For lab 3, when we load Roberta hate speech model as the reward model, I cannot understand the predicted logit values.
For instance, If we look into the following prompt and reward pair examples ;
Example 1
non_toxic_text = "I do not hate you"
toxicity_input_ids = toxicity_tokenizer(non_toxic_text, return_tensors="pt").input_ids
logits = toxicity_model(input_ids=toxicity_input_ids).logits
print(f'logits [not hate, hate]: {logits.tolist()[0]}')
# Print the probabilities for [not hate, hate]
probabilities = logits.softmax(dim=-1).tolist()[0]
print(f'probabilities [not hate, hate]: {probabilities}')
# get the logits for "not hate" - this is the reward!
not_hate_index = 0
nothate_reward = (logits[:, not_hate_index]).tolist()
print(f'reward (high): {nothate_reward}')
The Output for above is
logits [not hate, hate]: [4.619934558868408, -4.1956915855407715]
probabilities [not hate, hate]: [0.9998515844345093, 0.0001483739906689152]
reward (high): [4.619934558868408]
Example 2
non_toxic_text = "I hate you"
toxicity_input_ids = toxicity_tokenizer(non_toxic_text, return_tensors="pt").input_ids
logits = toxicity_model(input_ids=toxicity_input_ids).logits
print(f'logits [not hate, hate]: {logits.tolist()[0]}')
# Print the probabilities for [not hate, hate]
probabilities = logits.softmax(dim=-1).tolist()[0]
print(f'probabilities [not hate, hate]: {probabilities}')
# get the logits for "not hate" - this is the reward!
not_hate_index = 0
nothate_reward = (logits[:, not_hate_index]).tolist()
print(f'reward (high): {nothate_reward}')
Output
logits [not hate, hate]: [4.708434104919434, -4.150185585021973]
probabilities [not hate, hate]: [0.9998579025268555, 0.0001421309425495565]

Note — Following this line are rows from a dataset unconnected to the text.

PR #1589, opened 2026-09-02
feat(web): add "Connect AI assistant" step to the project setup checklist

artemfenoga:
image

## What
Adds an onboarding Setup Checklist step — **"Get answers in Claude or ChatGPT"** —
that points users to connecting an AI assistant to their Data Marts over MCP, and
ticks itself off on first real use.

## Why
Querying published Data Marts from Claude/ChatGPT is a core activation path
(cf. the customer's success story), but onboarding never surfaced it. This makes it
a first-class step next to "Run your report".

## Changes
**Web**
- New step in the "Get data to your report" group (non–Google Sheets users).
- `ConnectAiAssistantAction`: equal-width **Claude** / **ChatGPT** buttons opening
  each assistant's OWOX Data Marts connector page, plus a link to the MCP setup guide.
- New theme-aware `ClaudeIcon` / `ChatGPTIcon` shared icons (`currentColor`).

**Backend**
- New user-scoped step `hasMcpQuery`.
- `DataMartRunService.recordMcpQueryRun` emits `mcp-query.completed.successfully`
  for a successful, user-attributed MCP query run.
- `ProjectSetupProgressListenerService` marks the step done for that user;
  `ProjectSetupProgressService` back-computes it so users who already ran an MCP
  query are credited.
- DTO / OpenAPI spec / `@owox/api-client` gain the new key. Unit tests added.

## Behaviour
- Clicking a button does **not** complete the step — a successful `query_data_mart`
  against one of the project's Data Marts does.
- Failed queries don't count. Client progress is cached ~5 min, so the tick can lag
  until the checklist is reopened.


.changeset/6798-setup-checklist-mcp-step.md
```diff
@@ -0,0 +1,11 @@
+---
+'owox': minor
+---
+
+# Setup checklist: a clearer step for connecting Claude or ChatGPT
```
laskevych: 🔴 Blocking: The changeset reads as if an existing step was reworded ("a clearer step…", "now explains what you get from it"), but there was no AI/MCP step in the checklist before this PR. Release notes should present this as a new step with per-user completion on the first successful MCP query. Per `docs/review-rules.md`, misleading release text is an approval-blocking release-readiness gap, so I'm holding approval on this one line. Suggested title: "Setup checklist: new step to connect Claude or ChatGPT".

apps/backend/src/data-marts/services/project-setup-progress.service.ts
```diff
@@ -332,9 +333,10 @@ export class ProjectSetupProgressService {
     // "Google Sheets extension connected" is interpreted as
     // "user successfully ran a report via Google Sheets", not just extension installation.
     // Because of this, both setup steps become completed after the first successful report run.
-    const [hasReportRun, hasGoogleSheetsRun] = await Promise.all([
+    const [hasReportRun, hasGoogleSheetsRun, hasMcpQuery] = await Promise.all([
       this.checkUserReportRunExists(projectId, userId),
       this.checkGoogleSheetsReportRunExists(projectId, userId),
+      this.checkUserMcpQueryExists(projectId, userId),
```
laskevych: 🟡 Important (non-blocking, but please decide): The back-fill in `checkUserMcpQueryExists` only runs inside `computeUserInitialState`, i.e. when no user-progress row exists yet. Every user who has already opened the checklist has a row, so `normalizeUserSteps` gives them `hasMcpQuery: { done: false }` and their past successful MCP queries are never credited until the next one. The PR description says such users "are credited", which isn't the case for existing rows. Side effect: users at 100% drop to 91% and the checklist flips back to in-progress.

This mirrors how the Google Sheets steps were added, so it's an inherited limitation, but two cheap fixes exist: a lazy check on the existing-row path (like the `hasTeammatesInvited` re-check in `getFullProgress`), or bumping `stepsSchemaVersion` and re-deriving missing keys once. If you'd rather keep the current behaviour, please adjust the PR description.

packages/api-client/src/project.ts
```diff
@@ -45,6 +46,7 @@ const PROJECT_SETUP_STEP_KEYS = [
   'hasGoogleSheetsDestination',
   'hasGoogleSheetsExtension',
   'hasGoogleSheetsReportRun',
+  'hasMcpQuery',
```
laskevych, line 49: 🟡 Important (non-blocking): Adding `hasMcpQuery` to `PROJECT_SETUP_STEP_KEYS` makes the strict validator reject the whole setup-progress response from any server released before this change. This is the first key added since the validator shipped, and `@owox/api-client` is published publicly, so a newer CLI/plugin against a self-hosted ODM pinned to 0.32.x will throw "unexpected response shape" on a perfectly valid 10-step payload.

`runs.ts` already has the pattern for this ("Absent on older compatible deployments"): make `hasMcpQuery` optional and normalize it to `{ done: false, completedAt: null }` when absent, plus a test for the absent case.

apps/web/src/components/AppSidebar/SetupChecklist/items.tsx
```diff
@@ -190,7 +203,12 @@ export const SETUP_GROUPS: SetupGroup[] = [
     id: GroupId.REPORT,
     title: 'Get data to your report',
     description: 'Create a destination, report, and run it to get results.',
-    stepIds: [SetupStepId.CREATE_DESTINATION, SetupStepId.CREATE_REPORT, SetupStepId.REPORT_RUN],
+    stepIds: [
+      SetupStepId.CREATE_DESTINATION,
+      SetupStepId.CREATE_REPORT,
+      SetupStepId.REPORT_RUN,
+      SetupStepId.CONNECT_AI_ASSISTANT,
```
laskevych, line 211: 🔵 Question: The step lives only in the "Get data to your report" group, which is hidden for users who picked a Google Sheets use case at onboarding. Is excluding that audience from the Claude/ChatGPT prompt intentional? The backend still marks `hasMcpQuery` and counts it in the percentage for those users, so a Sheets user who connects Claude gets credit they can never see.

If everyone should get the step, the `INVITE_TEAMMATES` group is the precedent for an unconditional single-step group, or add the id to the Sheets group's `stepIds` too. Either way the group tooltip "Create a destination, report, and run it to get results." no longer describes the fourth step.

apps/web/src/components/AppSidebar/SetupChecklist/items.tsx
```diff
@@ -171,6 +172,18 @@ export const SETUP_STEPS: SetupStep[] = [
     },
     progressKey: ProgressKey.HAS_GOOGLE_SHEETS_REPORT_RUN,
   },
+  {
+    id: SetupStepId.CONNECT_AI_ASSISTANT,
+    stepTitle: 'Get answers in Claude or ChatGPT',
+    stepDescription:
+      'Ask in plain language and get answers pulled straight from your Data Marts, not guesses. Connect via Claude or ChatGPT — whichever your team already uses:',
+    successMessage: 'AI assistant connected',
```
laskevych, line 180: 🔵 Question: The step completes on any successful `MCP_QUERY` run, regardless of client (Cursor, Claude Code, a custom MCP client), while the title, buttons and `successMessage: 'AI assistant connected'` name Claude/ChatGPT specifically — and completion actually happens on the first query, not on connection. Probably fine, just checking it's a conscious choice. A success message like "First question answered from your Data Marts" would match the trigger more closely.

apps/web/src/components/AppSidebar/SetupChecklist/useSetupProgress.ts
```diff
@@ -38,6 +38,7 @@ const EMPTY_PROGRESS: ProjectSetupProgress = {
   [ProgressKey.HAS_GOOGLE_SHEETS_DESTINATION]: { done: false, completedAt: null },
   [ProgressKey.HAS_GOOGLE_SHEETS_EXTENSION]: { done: false, completedAt: null },
   [ProgressKey.HAS_GOOGLE_SHEETS_REPORT_RUN]: { done: false, completedAt: null },
+  [ProgressKey.HAS_MCP_QUERY]: { done: false, completedAt: null },
```
laskevych, line 41: 💡 Suggestion (non-blocking hardening, refers to `fetchSetupProgress` at line 115): it returns `response.steps` as-is, and `EMPTY_PROGRESS` is only the react-query default. During a multi-pod rollout a browser with the new bundle can get a payload from an old pod without `hasMcpQuery`, and `progress[step.progressKey].done` then throws inside the sidebar, which the route error boundary turns into the full "Something went wrong" page. Pre-existing pattern, but each new key widens the window. `return { ...EMPTY_PROGRESS, ...response.steps }` closes it in one line.

apps/backend/src/data-marts/events/mcp-query-completed-successfully.event.ts
```diff
@@ -0,0 +1,18 @@
+import { BaseEvent } from '@owox/internal-helpers';
+
+export interface McpQueryCompletedSuccessfullyEventPayload {
```
laskevych, line 3: 💡 Suggestion (non-blocking): `recordMcpQueryRun` already holds `record.dataMart.projectId`, and the other data-mart events (`DataMartPublishedEvent`, `DataMartCreatedEvent`, `ReportCreatedEvent`) carry `projectId`. Adding it to this payload would let the listener skip `resolveProjectIdByDataMartId` and the null branch. Parity with the report-run event is a fair reason to leave it, so take it or leave it.

apps/backend/src/data-marts/services/project-setup-progress.service.ts
```diff
@@ -483,4 +489,26 @@ export class ProjectSetupProgressService {
       .getOne();
     return run !== null;
   }
+
+  // ── MCP query progress check ──
+
+  private async checkUserMcpQueryExists(projectId: string, userId: string): Promise<boolean> {
```
laskevych, line 495: 💡 Suggestion (non-blocking): `checkUserMcpQueryExists` is the third copy of the "load project data-mart ids, then `IN` query on runs" block, and `computeUserInitialState` now issues three identical data-mart id lookups inside one `Promise.all`. A private `getProjectDataMartIds(projectId)` plus `hasSuccessfulUserRun(dataMartIds, userId, types)` would collapse all three (and `checkReportExists`) and cut a fresh user's initialisation from six queries to two or four. Only worth doing if you're already touching this method for the back-fill point above.

apps/web/src/shared/icons/chat-gpt-icon.tsx
```diff
@@ -0,0 +1,25 @@
...
+      width={size}
+      height={size}
+      viewBox='0 0 48 48'
+      fill='none'
+      xmlns='http://www.w3.org/2000/svg'
+      className={className}
+      style={{ minWidth: size, minHeight: size }}
+    >
+      <path
+        fill-rule='evenodd'
```
laskevych: 🧹 Nit: `fill-rule` / `clip-rule` should be `fillRule` / `clipRule` as in the other icons in this folder. It renders, but React logs "Invalid DOM property" warnings on every checklist mount in dev, and lint won't catch it because `react/no-unknown-property` is off in the shared config.

apps/backend/src/data-marts/services/data-mart-run.service.ts
```diff
@@ -663,6 +664,24 @@ export class DataMartRunService {
     });
 
     await this.dataMartRunRepository.save(run);
+
+    // Same reasoning as recordHttpDataRun below: emitted immediately (not on-commit) because this
```
laskevych: 🧹 Nit: Two small things in this block. The comment says "recordHttpDataRun below", but it's defined above. And the review rules ask for `castError(err).message` from `@owox/internal-helpers` instead of the ad hoc `instanceof Error ? … : String(err)` branch. I know it's a verbatim copy of the neighbour, so feel free to fix both in the same edit or leave for a follow-up.

Also worth noting for accuracy: the registered Nest listener is `async: true` with `suppressErrors` on by default, so a throw from it never reaches this catch. The catch still guards any future synchronous subscriber, so keep it, but the "local bus is synchronous" wording overstates what it protects against.

apps/backend/src/data-marts/services/project-setup-progress-listener.service.ts
```diff
@@ -61,4 +62,14 @@ export class ProjectSetupProgressListenerService {
       await this.progressService.markUserStepDone(projectId, userId, 'hasGoogleSheetsReportRun');
     }
   }
+
+  @OnEvent('mcp-query.completed.successfully', { async: true })
+  async onMcpQuerySuccess(event: McpQueryCompletedSuccessfullyEvent): Promise<void> {
+    const { dataMartId, userId } = event.payload;
```
laskevych, line 68: 🧹 Nit: `onReportRunSuccess` has an `if (!userId) return;` guard; `onMcpQuerySuccess` doesn't. The emitter already gates on `createdById` and the payload type is a required string, so it's purely for symmetry.

laskevych (changes requested):
Thanks — the implementation is consistent with the existing checklist plumbing and the event wiring is correct. Verified that both connector URLs resolve to the real OWOX Data Marts listings on claude.ai / chatgpt.com, that clicking the buttons only closes the popover (no client-side completion), and that the red CI jobs are unrelated (fast-uri advisory in the audit job; one notification-settings E2E failure plus retried flakes).

Only one item blocks approval, and it is a wording fix: the changeset describes a reworded step, but the step is new. Everything else is non-blocking — happy to approve as soon as the changeset text is corrected; the rest can be follow-ups.

Legend: 🔴 Blocking · 🟡 Important · 🔵 Question · 💡 Suggestion · 🧹 Nit

.changeset/6798-setup-checklist-mcp-step.md
artemfenoga: Fixed

apps/backend/src/data-marts/services/project-setup-progress.service.ts
artemfenoga: fixed with the lazy-check approach, mirroring the existing hasTeammatesInvited pattern. getFullProgress now re-checks checkUserMcpQueryExists on every call while the user's hasMcpQuery step isn't done yet, and backfills it via the same optimistic-lock retry used elsewhere, so existing progress rows (created before this step existed) get credited too — no more 100%→91% regression, and the PR description holds true.

packages/api-client/src/project.ts
artemfenoga: matched the runs.ts pattern. hasMcpQuery is now optional on OWOXProjectSetupProgressSteps, and parseProjectSetupProgress normalizes it to { done: false, completedAt: null } when absent instead of rejecting the payload. Added a test (normalizes setup progress from deployments that predate hasMcpQuery) covering the pre-upgrade server response; full @owox/api-client suite is green (219/219).

apps/web/src/components/AppSidebar/SetupChecklist/items.tsx
artemfenoga: fixed. Added CONNECT_AI_ASSISTANT to both conditional groups' stepIds (REPORT and ENABLE_GOOGLE_SHEETS), so it's visible regardless of the onboarding use-case answer and lines up with what the backend already credits. Updated both group descriptions to mention connecting an AI assistant. getVisibleSteps dedupes via a Set, and the two groups are mutually exclusive, so no double-counting in the progress percentage — verified against useSetupProgress.ts.

apps/web/src/components/AppSidebar/SetupChecklist/items.tsx
artemfenoga: Both conscious choices, no changes:
- Claude/ChatGPT-specific title and buttons are intentional — those are the two CTAs we're actively promoting as the recommended onboarding path; other MCP clients (Cursor, Claude Code, etc.) are covered in the linked setup guide, not the checklist UI.
- successMessage: 'AI assistant connected' stays as-is by design, even though completion fires on the first successful query rather than on connecting.

apps/web/src/components/AppSidebar/SetupChecklist/useSetupProgress.ts
artemfenoga: applied as suggested — fetchSetupProgress now returns { ...EMPTY_PROGRESS, ...response.steps } instead of the raw response.steps, so a payload missing hasMcpQuery (or any future key) during a rolling deploy falls back to { done: false, completedAt: null } instead of blowing up progress[step.progressKey].done and tripping the route error boundary.

apps/backend/src/data-marts/events/mcp-query-completed-successfully.event.ts
artemfenoga: Ok

apps/backend/src/data-marts/services/project-setup-progress.service.ts
artemfenoga: Fair — we're already touching this method for the back-fill fix, so did the collapse. Added getProjectDataMartIds + hasSuccessfulUserRun(dataMartIds, userId, types), rebuilt checkReportExists, checkUserReportRunExists, checkGoogleSheetsReportRunExists, checkUserMcpQueryExists on top of them, and deleted the two that became pure duplicates. computeUserInitialState now fetches data-mart ids once and reuses them across all three run checks — a fresh user's init drops from 6 queries to 4. Updated the one test that mocked the query builder by param name (type → types) and fixed an unrelated pre-existing gap where the same test didn't mock dataMartRepository.find, which the new hasMcpQuery lazy-check now touches. All project-setup-progress* tests green, lint/format clean.

apps/web/src/shared/icons/chat-gpt-icon.tsx
artemfenoga: Fixed — fill-rule/clip-rule → fillRule/clipRule in chat-gpt-icon.tsx. Checked claude-icon.tsx too, it doesn't have the same attributes so nothing to fix there.

apps/backend/src/data-marts/services/data-mart-run.service.ts
artemfenoga: Fixed both, plus the accuracy note. Comment now says "recordHttpDataRun above." Replaced err instanceof Error ? err.message : String(err) with castError(err).message in both recordHttpDataRun and recordMcpQueryRun (fixed the neighbour too, not just the copy). Reworded the try/catch rationale in both places: today's listener is { async: true } with Nest's default suppressErrors, so a throw won't actually reach this catch — kept as a guard against a future synchronous/non-suppressing subscriber, not because "the local bus is synchronous." data-mart-run.service.spec.ts still green (45/45).

apps/backend/src/data-marts/services/project-setup-progress-listener.service.ts
artemfenoga: Added if (!userId) return; to onMcpQuerySuccess, matching onReportRunSuccess — pure symmetry, no behavior change since the emitter already guards on createdById.

apps/backend/src/data-marts/services/project-setup-progress.service.spec.ts
```diff
@@ -101,7 +107,55 @@ describe('ProjectSetupProgressService', () => {
         'hasGoogleSheetsDestination',
         'hasGoogleSheetsExtension',
         'hasGoogleSheetsReportRun',
+        'hasMcpQuery',
       ].sort()
     );
   });
+
+  it('marks hasMcpQuery as done when the user has a successful MCP query run', async () => {
```
laskevych, line 115: 🟡 Important (non-blocking): The lazy back-fill is the heart of this fix, but neither spec exercises it. Both tests go through the new-row path (`userProgressRepository.findOne → null`), so the branch in `getFullProgress` that credits an existing row is never hit. A test with an existing row where `hasMcpQuery.done` is false, one project data mart, a matching MCP run, and an `update().execute()` mock returning `affected: 1` would pin down that `mergedSteps.hasMcpQuery.done` flips to true and that the optimistic update was issued. A second case asserting the check is skipped when the step is already done would guard the "no extra queries once credited" property.

apps/backend/src/data-marts/services/project-setup-progress.service.ts
```diff
@@ -86,6 +87,23 @@ export class ProjectSetupProgressService {
       }
     }
 
+    // Lazy check: computeUserInitialState only runs once, when the user-progress row is
+    // first created, so a row created before hasMcpQuery existed never re-derives it from
+    // past runs. Mirrors the hasTeammatesInvited check above.
+    if (!userProgress.steps.hasMcpQuery?.done) {
```
laskevych, line 93: 💡 Suggestion (non-blocking, follow-up is fine): This check now runs two queries on every progress fetch for every user who has never queried via MCP, indefinitely, and for a brand-new row it repeats the check that `computeUserInitialState` just did a few lines earlier. That mirrors the `hasTeammatesInvited` precedent, so it's consistent, but this one only exists to heal rows created before the step existed. Bumping `stepsSchemaVersion` to 2 for rows written by this version and running the lazy check only while `stepsSchemaVersion < 2` (persisting the bump in the same mutate) would turn a permanent per-request cost into a one-time migration. The `IN (:...dataMartIds)` list also grows with project size; the existing `(dataMartId, createdAt)` index covers it, so this is about request count, not a missing index.

packages/api-client/src/project.ts
```diff
@@ -20,6 +20,8 @@ export type OWOXProjectSetupProgressSteps = {
   hasGoogleSheetsDestination: OWOXProjectSetupStepState;
   hasGoogleSheetsExtension: OWOXProjectSetupStepState;
   hasGoogleSheetsReportRun: OWOXProjectSetupStepState;
+  /** Absent on older compatible deployments. */
+  hasMcpQuery?: OWOXProjectSetupStepState;
```
laskevych: 💡 Suggestion (non-blocking): Since `parseProjectSetupProgress` now always fills `hasMcpQuery`, the field is never actually undefined for callers, yet the type is optional and forces a null-check. The `runs.ts` precedent is optional because `qualitySummary` is not normalized there. Keeping `hasMcpQuery` required on the type and normalizing only at the parse boundary would give consumers the simpler contract. Fine either way if optional was a deliberate choice.

.changeset/6798-setup-checklist-mcp-step.md
```diff
@@ -0,0 +1,11 @@
...
+'owox': minor
+---
+
+# Setup checklist: new step to connect Claude or ChatGPT
+
+The onboarding Setup Checklist has a new step for connecting an AI assistant: ask questions about your data in plain language and get answers drawn straight from your published Data Marts and their analyst-approved definitions, instead of numbers an assistant guessed on its own.
+
+The step offers two equal choices — **Claude** and **ChatGPT**. Each button opens that assistant's OWOX Data Marts connector page in a new tab, where you sign in and enable the connection, and a link to the [MCP setup guide](https://docs.owox.com/docs/getting-started/setup-guide/mcp/) walks through it end to end.
+
+Opening the connector does not tick the step off. Like running a report, this step is per person and completes on real usage: the first time you ask a question in Claude or ChatGPT and it successfully queries one of the project's Data Marts, the step flips to done for you, with the date it happened. A query that fails does not count, and the checklist can take a few minutes — or a reopen — to catch up.
```
laskevych: 🧹 Nit (optional): "with the date it happened" is accurate for the live event path, but for users credited by the back-fill the date is when the checklist first noticed, not when they queried. Dropping those five words keeps the sentence true in both cases.

laskevych (approved):
All 11 points from the previous round are addressed — thanks for the thorough follow-through. The changeset now describes a new step, the lazy back-fill credits existing progress rows, the api-client tolerates older servers, the step is visible for both onboarding audiences, and the small nits are all in. Rebase is a clean replay of the original commit; CI is green apart from the unrelated fast-uri audit advisory.

Approving. The four comments below are non-blocking follow-ups; the one I'd prioritise is a unit test for the existing-row back-fill path.

Legend: 🟡 Important · 💡 Suggestion · 🧹 Nit

apps/backend/src/data-marts/services/project-setup-progress.service.spec.ts
artemfenoga: Both existing tests actually go through computeUserInitialState (new-row path), so the lazy top-up branch in getFullProgress was untested. Added two specs:

- one with a pre-existing user-progress row (hasMcpQuery missing/false) that exercises the actual backfill branch and asserts the optimistic-lock UPDATE fires,
- one asserting no MCP-run query happens once hasMcpQuery is already done.

All 4 tests pass

apps/backend/src/data-marts/services/project-setup-progress.service.ts
artemfenoga: Good point — stepsSchemaVersion is currently dead (always 1), and this is exactly the case it's for. Turning the lazy check into a one-time migration (stepsSchemaVersion < 2, bumped and persisted on both new-row creation and healed rows) needs mutateUserStepsWithRetry to persist the version bump even when no step actually changes, which is a bit more than a one-liner. Given you flagged this as non-blocking, let's take it as a fast-follow rather than in this PR.

packages/api-client/src/project.ts
artemfenoga: Good catch — unlike runs.ts (where the qualitySummary normalization is only used for validation, and the raw unnormalized response is what's actually returned), parseProjectSetupProgress returns the normalized steps object itself, so hasMcpQuery really is always present for callers. Made it required on the type; parsing behavior is unchanged.

.changeset/6798-setup-checklist-mcp-step.md
artemfenoga: Right, completedAt on the back-filled path is new Date() at the moment the checklist notices, not the run's actual timestamp — only the live-event path has that guarantee. Dropped the clause.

reward (high): [4.708434104919434]
“I hate you” get a higher reward than the prompt “I do not hate you”
Example 3:
(I tried more toxic example here as previous scores were not making sense to me)

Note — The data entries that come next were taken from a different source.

PR #1591, opened 2026-09-03
fix: scope automatic project redirects to users

amarchenk0:
## Summary

- bind generated project redirects to the OWOX user active before auth-flow recovery
- discard the bound redirect when the completed callback belongs to a different or unverifiable user
- preserve same-user redirects and explicit unbound project links
- add regression coverage for state mismatch, account switching, sign-up fallback, and token parsing failures

## Why

A project selected during one account session could survive a state mismatch as appRedirectTo. If another account then completed password sign-in in the same browser, ODM followed the previous account's project redirect and showed Request Access, where a new project could be created.

This change scopes only ODM-generated project redirects to their originating user. It does not change project authorization or prevent users from explicitly opening a project link.

## Testing

- npm test -w @owox/idp-owox-better-auth -- --runInBand
- npm run typecheck -w @owox/idp-owox-better-auth
- npm run lint -w @owox/idp-owox-better-auth
- npm run format:check -w @owox/idp-owox-better-auth
- npx markdownlint-cli2 .changeset/6894-user-bound-project-redirect.md

### DIFF
--- a/packages/idp-owox-better-auth/src/owox-better-auth-idp.ts
+++ b/packages/idp-owox-better-auth/src/owox-better-auth-idp.ts
@@ -480,12 +480,7 @@ export class OwoxBetterAuthIdp implements IdpProvider {
     if (stateManager.hasMismatch()) {
       this.logger.warn('State mismatch detected during sign-in', { path: req.path, queryState });
       clearAuthFlowCookies(res, req);
-      return this.redirectToPlatform(
-        req,
-        res,
-        this.config.idpOwox.idpConfig.platformSignInUrl,
-        true
-      );
+      return this.redirectToPlatform(req, res, this.config.idpOwox.idpConfig.platformSignInUrl);
     }
 
     if (!queryState) {
@@ -603,16 +598,15 @@ export class OwoxBetterAuthIdp implements IdpProvider {
     params: AuthFlowParams,
     authenticatedUserId?: string
   ): AuthFlowParams {
-    if (
-      !params.projectRedirectUserId ||
-      !authenticatedUserId ||
-      params.projectRedirectUserId === authenticatedUserId
-    ) {
+    if (!params.projectRedirectUserId) {
+      return params;
+    }
+    if (authenticatedUserId && params.projectRedirectUserId === authenticatedUserId) {
       return params;
     }
 
-    this.logger.info('Discarding project redirect owned by a different user', {
-      authenticatedUserId,
+    this.logger.info('Discarding user-bound project redirect', {
+      reason: authenticatedUserId ? 'different-user' : 'unknown-user',
     });
     return {
       ...params,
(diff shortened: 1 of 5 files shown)


packages/idp-owox-better-auth/src/owox-better-auth-idp.ts
```diff
@@ -476,7 +480,12 @@ export class OwoxBetterAuthIdp implements IdpProvider {
     if (stateManager.hasMismatch()) {
       this.logger.warn('State mismatch detected during sign-in', { path: req.path, queryState });
       clearAuthFlowCookies(res, req);
-      return this.redirectToPlatform(req, res, this.config.idpOwox.idpConfig.platformSignInUrl);
+      return this.redirectToPlatform(
+        req,
+        res,
+        this.config.idpOwox.idpConfig.platformSignInUrl,
+        true
```
laskevych: 🟡 Important (non-blocking): `bindGeneratedProjectRedirectToUser=true` is passed only from this sign-in state-mismatch branch. The other three `redirectToPlatform` call sites (`signUpMiddleware` on mismatch and on no-state, and the `handleNoState` fallback) synthesize the same `/auth/idp-start?projectId=…` from the cookie's `projectId` while user A's refresh cookie is still on the request, and leave it unbound.

Repro without any failure: A is signed in with `{projectId: X}` in `idp-owox-params`, opens the ODM sign-in page and clicks "Sign up" → unbound project redirect → B creates an account → B lands on Request Access for A's project X. The `handleNoState` fallback has the same shape when `tokenFacade.refreshToken` fails with `IdpFailedException` (upstream 5xx does not clear the refresh cookie).

I could not find a caller for which binding would be wrong, so the simplest completion is to drop the flag and bind inside `redirectToPlatform` whenever `createsProjectRedirect && extractRefreshToken(req)`. Otherwise the changeset claim "no longer carries an automatically remembered project into a session for a different user" is broader than what ships.

packages/idp-owox-better-auth/src/owox-better-auth-idp.ts
```diff
@@ -590,6 +599,28 @@ export class OwoxBetterAuthIdp implements IdpProvider {
     );
   }
 
+  private resolveUserBoundProjectRedirect(
+    params: AuthFlowParams,
+    authenticatedUserId?: string
+  ): AuthFlowParams {
+    if (
+      !params.projectRedirectUserId ||
+      !authenticatedUserId ||
```
laskevych: 🟡 Important (non-blocking): the `!authenticatedUserId` short-circuit fails open. If `parseToken(response.accessToken)` returns `null` in the callback (cold JWKS cache right after a deploy, key rotation, clock skew — `changeAuthCode` does no local verification, so this is the first check), a redirect explicitly bound to user A is applied to whoever completed the callback, which is exactly the bug this PR fixes, with no log.

When `params.projectRedirectUserId` is set and the authenticated user is unknown, discarding looks like the safer default; unbound redirects are unaffected either way.

packages/idp-owox-better-auth/src/owox-better-auth-idp.ts
```diff
@@ -844,15 +875,34 @@ export class OwoxBetterAuthIdp implements IdpProvider {
...
+    bindGeneratedProjectRedirectToUser = false
   ): Promise<void | e.Response> {
     const params = extractAuthFlowParams(req);
+    const createsProjectRedirect = Boolean(params.projectId && !params.appRedirectTo);
+    let projectRedirectUserId = params.projectRedirectUserId;
+    if (createsProjectRedirect && bindGeneratedProjectRedirectToUser) {
+      const refreshToken = extractRefreshToken(req);
+      if (refreshToken) {
+        try {
+          const payload = await this.tokenFacade.parseToken(refreshToken);
```
laskevych: 🟡 Important (non-blocking): `TokenService.parse` swallows every error and returns `null`, so this `try/catch` and its "Failed to bind…" warning can never fire. The real failure mode is `payload === null` (JWKS cold cache / transient fetch failure at the moment of the mismatch, or a refresh JWT missing a claim required by `IdpOwoxPayloadSchema`): `projectRedirectUserId` stays `undefined`, the generated redirect is persisted unbound, nothing is logged, and the flow silently degrades to the pre-PR behaviour.

Suggest replacing the `try/catch` with an explicit `if (!payload) { this.logger.warn(...) }`, and consider not generating the project redirect at all when binding was requested but the user could not be established (fail closed).

laskevych (approved):
Approving: the reported sign-in state-mismatch → account-switch scenario is closed, `projectRedirectUserId` never reaches platform URLs and round-trips correctly through the params cookie and `auth_states`, and the package tests pass locally.

Three non-blocking Important comments inline: the binding is applied on only one of the four `redirectToPlatform` call sites, and both sides of the flow fail open (silently) when `parseToken` returns `null`. Worth completing here or as a quick follow-up.

laskevych:
📝 Note: please drop the Fibery link from the PR description. The repository is public and internal tracker links should not appear in PR bodies or commits; the work item ID is already carried by the changeset filename (`6894-…`).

non_toxic_text = "I hate you and want to kill you Roberta."
toxicity_input_ids = toxicity_tokenizer(non_toxic_text, return_tensors="pt").input_ids
logits = toxicity_model(input_ids=toxicity_input_ids).logits
print(f'logits [not hate, hate]: {logits.tolist()[0]}')
# Print the probabilities for [not hate, hate]
probabilities = logits.softmax(dim=-1).tolist()[0]
print(f'probabilities [not hate, hate]: {probabilities}')
# get the logits for "not hate" - this is the reward!
not_hate_index = 0
nothate_reward = (logits[:, not_hate_index]).tolist()
print(f'reward (high): {nothate_reward}')
Output:
logits [not hate, hate]: [4.30594539642334, -3.6561310291290283]
probabilities [not hate, hate]: [0.9996516704559326, 0.00034830759977921844]
reward (high): [4.30594539642334]
In the above example, the logit value for ‘not hate’ is still higher than ‘hate’.
It would be helpful if I could get some perspective on the model’s behavior.